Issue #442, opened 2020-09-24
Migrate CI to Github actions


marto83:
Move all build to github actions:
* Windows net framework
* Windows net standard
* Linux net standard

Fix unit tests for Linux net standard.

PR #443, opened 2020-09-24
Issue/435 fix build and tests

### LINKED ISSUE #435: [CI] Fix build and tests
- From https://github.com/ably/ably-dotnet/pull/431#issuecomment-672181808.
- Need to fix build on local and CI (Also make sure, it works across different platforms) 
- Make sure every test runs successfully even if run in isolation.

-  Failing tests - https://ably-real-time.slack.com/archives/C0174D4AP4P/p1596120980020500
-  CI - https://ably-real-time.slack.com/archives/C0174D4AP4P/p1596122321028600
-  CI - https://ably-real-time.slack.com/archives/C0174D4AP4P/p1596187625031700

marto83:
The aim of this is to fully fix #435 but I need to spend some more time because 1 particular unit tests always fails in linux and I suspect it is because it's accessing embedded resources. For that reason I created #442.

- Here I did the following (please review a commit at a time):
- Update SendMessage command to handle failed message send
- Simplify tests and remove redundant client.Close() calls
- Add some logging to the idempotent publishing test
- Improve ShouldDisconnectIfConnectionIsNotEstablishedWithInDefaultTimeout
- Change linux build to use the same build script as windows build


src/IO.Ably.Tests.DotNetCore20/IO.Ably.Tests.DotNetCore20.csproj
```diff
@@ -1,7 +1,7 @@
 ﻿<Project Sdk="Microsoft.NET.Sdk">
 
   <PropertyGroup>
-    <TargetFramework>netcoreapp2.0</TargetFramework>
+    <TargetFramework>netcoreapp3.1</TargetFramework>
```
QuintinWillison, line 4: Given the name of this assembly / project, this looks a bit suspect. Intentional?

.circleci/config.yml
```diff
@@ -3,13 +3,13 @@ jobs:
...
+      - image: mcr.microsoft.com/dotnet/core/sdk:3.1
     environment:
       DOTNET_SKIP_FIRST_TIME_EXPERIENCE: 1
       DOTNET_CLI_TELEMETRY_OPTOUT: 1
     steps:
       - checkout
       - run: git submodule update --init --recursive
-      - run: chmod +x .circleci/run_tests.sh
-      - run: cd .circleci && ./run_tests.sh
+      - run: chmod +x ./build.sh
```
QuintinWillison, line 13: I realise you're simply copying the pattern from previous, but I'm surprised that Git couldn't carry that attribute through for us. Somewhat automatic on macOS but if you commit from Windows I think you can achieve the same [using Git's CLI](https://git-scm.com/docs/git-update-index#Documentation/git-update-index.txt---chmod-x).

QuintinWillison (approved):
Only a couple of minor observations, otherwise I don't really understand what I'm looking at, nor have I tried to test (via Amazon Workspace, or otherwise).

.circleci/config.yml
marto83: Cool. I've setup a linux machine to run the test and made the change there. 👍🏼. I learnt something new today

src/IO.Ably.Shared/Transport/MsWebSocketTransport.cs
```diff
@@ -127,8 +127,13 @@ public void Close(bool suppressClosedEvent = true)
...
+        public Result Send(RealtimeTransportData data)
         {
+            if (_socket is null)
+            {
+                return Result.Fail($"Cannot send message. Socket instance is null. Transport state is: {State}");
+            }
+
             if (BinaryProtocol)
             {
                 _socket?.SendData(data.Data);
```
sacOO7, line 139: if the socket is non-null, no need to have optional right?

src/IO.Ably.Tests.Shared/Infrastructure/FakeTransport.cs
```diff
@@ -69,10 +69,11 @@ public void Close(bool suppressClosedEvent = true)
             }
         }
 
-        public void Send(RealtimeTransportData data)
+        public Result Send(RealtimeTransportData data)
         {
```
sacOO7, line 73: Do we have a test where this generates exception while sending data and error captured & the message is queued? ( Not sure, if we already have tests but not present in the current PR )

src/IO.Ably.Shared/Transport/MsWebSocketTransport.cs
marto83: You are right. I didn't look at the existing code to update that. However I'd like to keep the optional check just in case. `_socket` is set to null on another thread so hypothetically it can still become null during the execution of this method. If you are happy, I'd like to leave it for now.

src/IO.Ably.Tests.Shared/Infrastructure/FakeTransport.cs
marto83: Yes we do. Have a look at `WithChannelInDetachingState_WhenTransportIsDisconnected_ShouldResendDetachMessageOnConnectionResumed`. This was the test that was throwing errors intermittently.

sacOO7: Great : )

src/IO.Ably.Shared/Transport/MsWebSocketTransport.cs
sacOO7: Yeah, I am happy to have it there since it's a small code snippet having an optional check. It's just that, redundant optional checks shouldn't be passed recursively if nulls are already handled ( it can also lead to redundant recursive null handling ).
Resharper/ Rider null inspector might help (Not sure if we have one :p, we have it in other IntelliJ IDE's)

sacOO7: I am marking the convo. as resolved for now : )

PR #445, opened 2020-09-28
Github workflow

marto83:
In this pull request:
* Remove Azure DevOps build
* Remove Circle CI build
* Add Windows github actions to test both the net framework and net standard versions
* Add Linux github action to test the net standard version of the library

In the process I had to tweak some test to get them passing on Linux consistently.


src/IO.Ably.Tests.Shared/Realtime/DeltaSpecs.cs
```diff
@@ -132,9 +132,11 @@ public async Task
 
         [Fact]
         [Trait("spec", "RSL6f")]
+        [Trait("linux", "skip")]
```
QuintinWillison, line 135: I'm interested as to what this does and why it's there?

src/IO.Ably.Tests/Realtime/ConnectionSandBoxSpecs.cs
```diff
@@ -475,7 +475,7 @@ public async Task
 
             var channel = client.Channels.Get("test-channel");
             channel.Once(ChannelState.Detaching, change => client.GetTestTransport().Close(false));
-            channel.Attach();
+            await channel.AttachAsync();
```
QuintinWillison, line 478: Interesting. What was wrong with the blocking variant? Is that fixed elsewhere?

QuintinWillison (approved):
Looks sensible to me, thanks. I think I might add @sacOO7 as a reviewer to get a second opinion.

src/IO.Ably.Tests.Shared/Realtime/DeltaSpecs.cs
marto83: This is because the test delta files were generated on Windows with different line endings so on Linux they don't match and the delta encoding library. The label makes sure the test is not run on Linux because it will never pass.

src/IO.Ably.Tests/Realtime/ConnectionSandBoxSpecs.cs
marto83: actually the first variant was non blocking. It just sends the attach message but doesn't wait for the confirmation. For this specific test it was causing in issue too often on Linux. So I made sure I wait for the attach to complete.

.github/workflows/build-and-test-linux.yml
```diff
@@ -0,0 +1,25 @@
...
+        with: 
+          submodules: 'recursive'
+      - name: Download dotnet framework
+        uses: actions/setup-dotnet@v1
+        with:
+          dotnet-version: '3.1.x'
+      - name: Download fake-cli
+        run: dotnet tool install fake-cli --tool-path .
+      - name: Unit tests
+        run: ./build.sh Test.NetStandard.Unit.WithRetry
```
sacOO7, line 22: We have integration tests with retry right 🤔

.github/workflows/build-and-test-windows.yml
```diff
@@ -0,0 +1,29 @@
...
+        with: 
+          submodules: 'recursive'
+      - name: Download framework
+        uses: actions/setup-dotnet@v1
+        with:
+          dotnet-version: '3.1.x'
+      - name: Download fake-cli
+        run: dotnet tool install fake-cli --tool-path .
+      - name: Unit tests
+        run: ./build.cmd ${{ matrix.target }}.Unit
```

....

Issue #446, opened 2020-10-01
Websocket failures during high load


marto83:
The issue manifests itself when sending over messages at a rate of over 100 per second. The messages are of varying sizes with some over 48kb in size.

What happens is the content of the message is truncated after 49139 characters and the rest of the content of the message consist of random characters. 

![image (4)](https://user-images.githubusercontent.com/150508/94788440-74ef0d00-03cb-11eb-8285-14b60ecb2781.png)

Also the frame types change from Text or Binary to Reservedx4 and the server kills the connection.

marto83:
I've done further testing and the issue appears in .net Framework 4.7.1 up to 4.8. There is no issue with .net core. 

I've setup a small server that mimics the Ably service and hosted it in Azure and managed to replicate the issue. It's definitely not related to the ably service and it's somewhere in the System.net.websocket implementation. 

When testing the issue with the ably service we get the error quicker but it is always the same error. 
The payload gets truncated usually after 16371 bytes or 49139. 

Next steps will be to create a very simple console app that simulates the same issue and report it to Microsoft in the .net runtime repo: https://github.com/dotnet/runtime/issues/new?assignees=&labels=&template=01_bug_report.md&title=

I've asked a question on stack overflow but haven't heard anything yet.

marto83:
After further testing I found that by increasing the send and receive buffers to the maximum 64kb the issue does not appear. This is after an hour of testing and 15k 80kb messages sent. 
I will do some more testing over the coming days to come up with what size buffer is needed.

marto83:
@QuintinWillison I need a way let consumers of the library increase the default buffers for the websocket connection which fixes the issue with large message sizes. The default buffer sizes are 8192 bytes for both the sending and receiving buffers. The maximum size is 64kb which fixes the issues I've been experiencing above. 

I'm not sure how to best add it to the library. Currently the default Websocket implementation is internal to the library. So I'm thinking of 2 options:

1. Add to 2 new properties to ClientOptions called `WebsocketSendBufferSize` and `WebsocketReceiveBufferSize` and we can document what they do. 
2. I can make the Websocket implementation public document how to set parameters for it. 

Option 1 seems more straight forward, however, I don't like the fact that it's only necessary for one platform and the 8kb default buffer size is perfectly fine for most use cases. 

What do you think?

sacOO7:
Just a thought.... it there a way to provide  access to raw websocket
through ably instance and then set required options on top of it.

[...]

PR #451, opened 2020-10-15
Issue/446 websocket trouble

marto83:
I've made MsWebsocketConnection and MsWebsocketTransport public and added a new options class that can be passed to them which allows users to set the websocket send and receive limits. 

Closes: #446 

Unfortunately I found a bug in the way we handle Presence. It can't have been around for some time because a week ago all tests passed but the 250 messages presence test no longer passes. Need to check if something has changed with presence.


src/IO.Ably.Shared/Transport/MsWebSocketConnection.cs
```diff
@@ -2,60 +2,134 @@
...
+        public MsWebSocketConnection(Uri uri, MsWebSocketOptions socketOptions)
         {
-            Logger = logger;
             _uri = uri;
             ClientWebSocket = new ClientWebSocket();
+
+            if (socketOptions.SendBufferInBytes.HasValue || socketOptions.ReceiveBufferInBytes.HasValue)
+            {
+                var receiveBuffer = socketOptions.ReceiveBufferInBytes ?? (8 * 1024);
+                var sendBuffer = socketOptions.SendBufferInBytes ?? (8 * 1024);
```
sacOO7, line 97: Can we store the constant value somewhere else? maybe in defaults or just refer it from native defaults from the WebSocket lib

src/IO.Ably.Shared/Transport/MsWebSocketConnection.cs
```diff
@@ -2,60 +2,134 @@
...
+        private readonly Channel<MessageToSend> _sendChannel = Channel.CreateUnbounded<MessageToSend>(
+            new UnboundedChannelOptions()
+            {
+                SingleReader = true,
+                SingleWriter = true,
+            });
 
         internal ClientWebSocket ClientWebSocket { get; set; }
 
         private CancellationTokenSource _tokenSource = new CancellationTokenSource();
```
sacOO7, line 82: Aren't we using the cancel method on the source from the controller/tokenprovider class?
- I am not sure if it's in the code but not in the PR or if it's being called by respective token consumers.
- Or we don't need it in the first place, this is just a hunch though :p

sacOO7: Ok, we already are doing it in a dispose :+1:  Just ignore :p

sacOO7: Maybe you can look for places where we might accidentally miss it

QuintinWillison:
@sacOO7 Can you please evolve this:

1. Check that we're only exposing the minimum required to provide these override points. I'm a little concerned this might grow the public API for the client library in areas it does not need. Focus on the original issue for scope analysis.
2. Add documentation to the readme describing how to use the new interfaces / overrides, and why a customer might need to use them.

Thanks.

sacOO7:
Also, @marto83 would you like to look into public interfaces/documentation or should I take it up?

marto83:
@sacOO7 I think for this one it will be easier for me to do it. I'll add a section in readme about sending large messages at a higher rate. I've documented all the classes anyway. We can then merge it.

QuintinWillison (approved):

....

Instructions for the task ▸ Output only an exact transcription of the lines above from the one with "Issue/435 fix build and tests" up to and including the one with "- Need to fix".

Answer to this exercise ▸
Issue/435 fix build and tests

### LINKED ISSUE #435: [CI] Fix build and tests
- From https://github.com/ably/ably-dotnet/pull/431#issuecomment-672181808.
- Need to fix build on local and CI (Also make sure, it works across different platforms) 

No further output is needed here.